The undisputed evidence in the case at hand shows that after defendant and Simmons had their scuffle, and after defendant says Simmons slapped him, defendant crossed the highway to his home, obtained his rifle, returned to Simmons' premises, proceeded to exchange insults with Simmons, and then shot him. We hold that it was for the jury to determine if defendant killed Simmons with premeditation and deliberation.
By his assignment of error number 17, defendant contends the trial court erred in not permitting a psychologist to testify with regard to defendant's mental capacity. This assignment has no merit.

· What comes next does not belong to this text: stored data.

PR #3881, opened 2019-12-19
Fix: Hide a "Group admin" label in the Profile screen

KaterinaWire:
## What's new in this PR?

Hide a "Group admin" label in the Profile screen if it's not a group conversation.

### DIFF
--- a/Wire-iOS/Sources/UserInterface/SelfProfile/ProfileHeaderViewController.swift
+++ b/Wire-iOS/Sources/UserInterface/SelfProfile/ProfileHeaderViewController.swift
@@ -257,7 +257,7 @@ final class ProfileHeaderViewController: UIViewController, Themeable {
     }
 
     private func updateGroupRoleIndicator() {
-        groupRoleIndicator.isHidden = !(conversation.map(user.isAdminGroup) ?? false)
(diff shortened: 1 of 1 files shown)


Wire-iOS/Sources/UserInterface/SelfProfile/ProfileHeaderViewController.swift
```diff
@@ -257,7 +257,7 @@ final class ProfileHeaderViewController: UIViewController, Themeable {
     }
 
     private func updateGroupRoleIndicator() {
-        groupRoleIndicator.isHidden = !(conversation.map(user.isAdminGroup) ?? false)
+        groupRoleIndicator.isHidden = !(conversation.map(user.isAdminGroup) ?? false) || (conversation?.conversationType != .group)
```
billypchan:
```suggestion
        let groupRoleIndicatorHidden: Bool
        switch conversation?.conversationType {
        case .group?:
            groupRoleIndicatorHidden = !(conversation.map(user.isAdminGroup) ?? false)
        default:
            groupRoleIndicatorHidden = true
        }
        groupRoleIndicator.isHidden = groupRoleIndicatorHidden

```

billypchan: use switch is clearer to read

PR #3882, opened 2019-12-19
bump data model

billypchan:


billypchan:
need to change the partner - guest room creation logic in DM

PR #3890, opened 2019-12-20
restore disabled StartedConversationCellTests

billypchan:
### Issues

When running `StartedConversationCellTests` on the CI server, it crashes randomly and the tests can not pass.

### Causes

We were trying to test different cell appearances by changing a self user's role, which may affect the results of other tests since the clean up changed core data is missing. 

### Solutions

Instead of changing `selfUser`'s role, inject a `SwiftMockUser` and change its properties. 
Create a new `MockSystemMessage` which conforms `SystemMessageNewConversationProperties` and inject it to `ConversationMessageSectionController`

### Dependencies

Needs releases with:

- [ ] https://github.com/wireapp/wire-ios-data-model/pull/863


billypchan:
TODO: refactor failed tests with mock self user injection. Do not write to core data in the tests.

PR #3905, opened 2019-12-30
convert ShareContactsViewController to Swift

billypchan:
## What's new in this PR?

convert `ShareContactsViewController` and its callers to Swift


billypchan:
continue in https://github.com/wireapp/wire-ios/pull/3906

PR #4454, opened 2020-07-08
Feature: app lock option in setting screen

billypchan:
## What's new in this PR?

Create app lock option in setting screen

### TODO
- [ ] app lock option should be persisted in keychain?
- [ ] text copy
- [x] read feature flag and display the option for forceCustomAppLock value.


typfel:
Why add a new settings entry for the applock when there’s already an existing one?

billypchan:
@typfel I am thinking "lock with system passcode" and "lock with custom code" should be separated or merged into one option?

typfel:
Let’s clarify that in the feature chat. I was under the impression that we always force a custom passphrase now.

WireCommonComponents/CustomAppLock.swift
```diff
@@ -0,0 +1,59 @@
...
+//
+// You should have received a copy of the GNU General Public License
+// along with this program. If not, see http://www.gnu.org/licenses/.
+//
+
+import Foundation
+import WireDataModel
+
+public struct CustomAppLockRules: Decodable { ///TODO: merge with AppLockRules?
+    public let forceCustomAppLock: Bool
```
typfel, line 23: We should parse the `session_manager.json` in `SessionManagerConfiguration` and we already have a `forceAppLock` entry which should be enough? Since we are modifying the behaviour of the existing app lock feature and not new configuration.

typfel: Btw I saw now that this code was already like this before.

After defendant testified, he called Dr. Ferre, a psychologist, as a witness. State objected to the testimony proposed to be offered by this witness and the court conducted a voir dire in the absence of the jury. At that time the witness stated that he had conferred with defendant; that he had conducted an oral testing of defendant; that he had concluded that defendant had an I.Q. of 54; that defendant was mildly retarded; and that defendant's mental deficiency would cause him to use poor judgment and be "impulsive in his responses". The court refused to admit this testimony.
Defendant did not plead insanity and there was no evidence tending to show that he was insane or lacked requisite mental capacity to commit the crime with which he was charged. "Evidence of low mentality in itself is not sufficient to raise a defense to a criminal charge." Huskins, J., in State v. Vinson, 287 N.C. 326, 343, 215 S.E.2d 60 (1975), citing State v. Rogers, 275 N.C. 411, 168 S.E.2d 345 (1969), cert. denied, 396 U.S. 1024, 90 S. Ct. 599, 24 L. Ed. 2d 518 (1970).
We have considered the other assignments of error brought forward in defendant's brief and conclude that they too are without merit.